Uma interpretação equivocada do decreto federal sobre a desoneração da gasolina provocou uma rápida marcha à ré na política de preços da Petrobras. A estatal chegou a informar um reajuste de R$ 0,19 por litro nas refinarias, mas voltou atrás poucas horas depois. Com o cancelamento, o valor praticado junto às distribuidoras permanece em R$ 3,05 por litro, sem efeito imediato nos postos.
Entenda o mal-entendido sobre o preço da gasolina
Na primeira versão do comunicado enviado à imprensa na noite de quarta-feira, por volta de 20h44, a Petrobras afirmou que elevaria o preço da gasolina em R$ 0,19 por litro. Pela mensagem inicial, o combustível passaria a ser vendido às distribuidoras por R$ 3,24. A informação gerou expectativa de possível alta nas bombas e reacendeu a atenção sobre o impacto do petróleo internacional no mercado interno.
A revisão ocorreu depois que a medida do governo foi interpretada de outra forma. Em vez de obrigar a Petrobras a aplicar o reajuste naquele momento, a desoneração cria uma margem de manobra para eventual correção futura, caso as condições do mercado exijam novo movimento. Na prática, a companhia fica com um colchão comercial, mas não precisa aumentar agora o preço cobrado das distribuidoras.
O governo concede desde 13 de maio uma subvenção de R$ 0,44 por litro de gasolina. O dinheiro é destinado diretamente a produtores ou importadores para compensar parte da elevação do petróleo no exterior. O objetivo é reduzir a pressão sobre os custos do combustível e evitar que toda a volatilidade internacional seja transferida de uma só vez para o consumidor final.
Petróleo acima de US$ 100 amplia a pressão sobre os combustíveis
A indefinição surgiu em um cenário de forte tensão no mercado internacional. Nesta quinta-feira, o barril de petróleo superou a marca de US$ 100, impulsionado pelo agravamento dos conflitos no Oriente Médio. Quando o crude fica mais caro, aumentam os custos de produtores e importadores, criando condições para revisões nos preços da gasolina e do diesel.
É importante separar o preço nas refinarias do valor pago pelo motorista. A tabela da Petrobras é apenas uma etapa da formação do preço final. Impostos, custos de transporte, margens das distribuidoras, despesas dos postos e a concorrência em cada região também influenciam a bomba. Por isso, um reajuste na refinaria não significa aumento automático ou proporcional para o consumidor.
Com o recuo, a subvenção continuará funcionando como proteção contra novos choques.
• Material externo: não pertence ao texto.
Issue #1072, opened 2019-08-13
Restructuring QIP module - `device`, `circuit`, `operations`, `measurement` ... 


quantshah:
With the Google Summer of Code 2019 project by @BoxiLi on noise models, we are making some big changes to update the QIP module. One of the things that came up is having a `DeviceProcessor` or `Device`` class which interfaces with hardware implementations directly and runs quantum circuits on models such as SpinChain, cQED. We will also work towards linking the OptPulseProcessor to find optimal pulses to implement a circuit and add a `noise` module.

I am opening this issue to discuss the restructuring of the QIP module and also adding a `measure` function/module (later) to get samples and expectation values from a circuit. We c can use this thread to discuss other issues too regarding the QIP module and how we can interface it better to QuTiP core functionalities. 

- qip
    - device/
        - processor (which has DeviceProcessor (base class for spinchain, cqed), OptPulseProcessor etc)
        - spinchain
        - cqed
    - circuit.py
    - operations.py (gates.py + qft.py)
    - noise.py
    - measurement

@ajgpitch @nathanshammah @qutip/owners 
@BoxiLi please feel free to suggest, change or discuss more on this issue as you continue working on it. Thanks.

BoxiLi:
It seems more natural for me to put gates, qft, measurement all under a module called operations. From the view of quantum information theory, measurement no different than a non-unitary operation.

- operations/
     - gates.py
     - qft.py
     - measurement.py

On the other hand, functions in gate.py seem to be used quite a lot (also inside qutip, like `swap`). I'm not sure if `from qutip.qip.operations import swap` is too cumbersome?

nathanshammah:
I think this has been addressed by #1042 (GSoC project on noise in quantum circuit). Feel free to reopen if this is not the case or it only partially addresses this.

PR #1074, opened 2019-08-16
Deprecate importing qip functions to the qutip namespace

BoxiLi:
This could be a possible solution of deprecating the importing `qip` functions to the `qutip `namespace. I wrote a wrapper in the top-level `__init__.py` so that functions from the `qip` module will be wrapped with a deprecation warning when they are imported to the qutip namespace. In this way the all the members of `qip` module still work as usual and the warning will only be given if they are imported in the wrong way.

The following code will give a warning
```
>>> from qutip import *
>>> cnot()
__main__:1: DeprecationWarning: Importing functions/classes of the qip submodule directly from the namespace qutip is deprecated. Please import them from the submodule instead, e.g. qutip.qip import `func_name`.
Quantum object: dims = [[2, 2], [2, 2]], shape = (4, 4), type = oper, isherm = True
Qobj data =
[[1. 0. 0. 0.]
 [0. 1. 0. 0.]
 [0. 0. 0. 1.]
 [0. 0. 1. 0.]]
```
```
>>> import qutip
>>> qutip.cnot()
__main__:1: DeprecationWarning: Importing functions/classes of the qip submodule directly from the namespace qutip is deprecated. Please import them from the submodule instead, e.g. qutip.qip import `func_name`.
Quantum object: dims = [[2, 2], [2, 2]], shape = (4, 4), type = oper, isherm = True
Qobj data =
[[1. 0. 0. 0.]
 [0. 1. 0. 0.]
 [0. 0. 0. 1.]
 [0. 0. 1. 0.]]
>>> import qutip  #  warning appears only once.
>>> qutip.cnot()
Quantum object: dims = [[2, 2], [2, 2]], shape = (4, 4), type = oper, isherm = True
Qobj data =
[[1. 0. 0. 0.]
 [0. 1. 0. 0.]
 [0. 0. 0. 1.]
 [0. 0. 1. 0.]]
```

The help function still works correctly:
```
>>> help(cnot)
Help on function cnot in module qutip.qip.gates:
cnot(N=None, control=0, target=1)
    Quantum object representing the CNOT gate.

    Returns
    -------
    cnot_gate : qobj
        Quantum object representation of CNOT gate

    Examples
    --------
    >>> cnot()
    Quantum object: dims = [[2, 2], [2, 2]], shape = [4, 4], type = oper, isHerm = True
    Qobj data =
        [[ 1.+0.j  0.+0.j  0.+0.j  0.+0.j]
         [ 0.+0.j  1.+0.j  0.+0.j  0.+0.j]
         [ 0.+0.j  0.+0.j  0.+0.j  1.+0.j]
         [ 0.+0.j  0.+0.j  1.+0.j  0.+0.j]]
```

The only flaw I found is that the traceback will stop at the wrapper function if the arguments are wrong
```
>>> cnot(wrong_arg=1)
__main__:1: DeprecationWarning: Importing functions/classes of the qip submodule directly from the namespace qutip is deprecated. Please import them from the submodule instead, e.g. qutip.qip import `func_name`.
  File "<stdin>", line 1, in <module>
  File "c:\users\boxi\onedrive\studium\qutip-project\qutip\qutip\__init__.py", line 240, in deprecated_func
    return func(*args, **kwargs)
TypeError: cnot() got an unexpected keyword argument 'wrong_arg'
```
Anyone would like to try it out and see if the behaviour is the same? For instance, running `test_entropy.py` now will give a warning because the importation is wrong there. All tests still pass.


qutip/qip_depracation.py
```diff
@@ -0,0 +1,44 @@
...
+# this forces it to show up.
+warnings.simplefilter('once', DeprecationWarning)
+
+
+def _qip_importation_warning():
+    warnings.warn(
+        "Importing functions/classes of the qip submodule directly from "
+        "the namespace qutip is deprecated. "
+        "Please import them from the submodule instead, e.g. "
+        "qutip.qip import `func_name`.", DeprecationWarning, stacklevel=3)
```
nathanshammah: Change
from
```qutip.qip import `func_name`.```
to
```from qutip.qip import `func_name`.```
Also, maybe could be on multiple lines for readability

Also, maybe this option is more user friendly:
```from qutip.qip import *```

BoxiLi: Thanks for the comments. I have updated the code.

BoxiLi:
There is one thing I was wondering, should we leave the functions in  "qip/gates.py" in the namespace of qutip or not? Those functions, such as cnot, are the most often used functions I guess. They are used a lot outside the qip context just for a matrix representation.

Ericgig:
Could you fix the import in `test_entropy.py`. It would be better in we don't raise warning in our tests. Otherwise it seems good.

Ericgig:
You probably need to add `qutip/qip/ops` in `PACKAGES` of setup.py (line 64) for the import to work.

BoxiLi:
Made two changes:
- Move `qutip.qip.gates` to `qutip.qip.operations.gates` as discussed in #1072. Later we might introduce classical control and measurement, which all belong to `operations`. Since we are going to give warning anyway, better give all warning at once.
- Move the deprecation inside the `qip` folder. The behaviour is the same as described at the beginning.
In the end, we are only going to support the use such as
`from qutip.qip.operations import swap`
`from qutip.qip.circuit import QubitCircuit`
`from qutip.qip.device import Processor`
but not
`from qutip import cnot`
`from qutip.qip import cnot`
like in ProjectQ

BoxiLi:
Thanks Eric, you are correct. I didn't know that. I guess that's why it was totally fine on my own machine. Now all the Python 3.7 test passes except for the Python 3.6 one.
I guess it is because 3.7 supports some circular importation. "Circular imports involving absolute imports with binding a submodule to a name are now supported." from https://docs.python.org/3/whatsnew/3.7.html

Ericgig:
Sometime placing the import at the end of the file can solve the circular import. It's bad style but work. We have quite a few at the end of qobj.py.

BoxiLi:
Looks all good now. @Ericgig

PR #1075, opened 2019-08-17
Fix potential cyclic importation in the control module

BoxiLi:
change `from qutip import Qobj` to `from qutip.qobj import Qobj`


ajgpitch:
Very happy to hear that this fixes the issue.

A Petrobras poderá utilizar essa margem em uma eventual atualização de preços, mas não haverá a alta de R$ 0,19 que havia sido comunicada inicialmente. A decisão evita, ao menos por enquanto, mais um fator de pressão sobre a inflação e sobre o orçamento de motoristas, comerciantes e empresas de transporte.
Volta atrás reduz o impacto imediato, mas não elimina riscos
O episódio mostra como a combinação entre subsídios, preços internacionais e comunicação corporativa pode gerar insegurança no mercado. Um anúncio de reajuste tem o poder de alterar expectativas, influenciar decisões de compra e aumentar a preocupação em setores que dependem diretamente de combustível, como transporte coletivo, aplicativos, entregas e abastecimento de frotas.
A correção da Petrobras limita o impacto imediato, mas não encerra a vigilância sobre o setor. Se o petróleo permanecer em patamares elevados por muito tempo ou se a subvenção perder capacidade de compensar os custos, a estatal poderá reconsiderar a política de preços. Para as cidades, o efeito nas bombas continuará dependendo da duração da alta internacional e da forma como distribuidoras e postos repassarão seus próprios custos.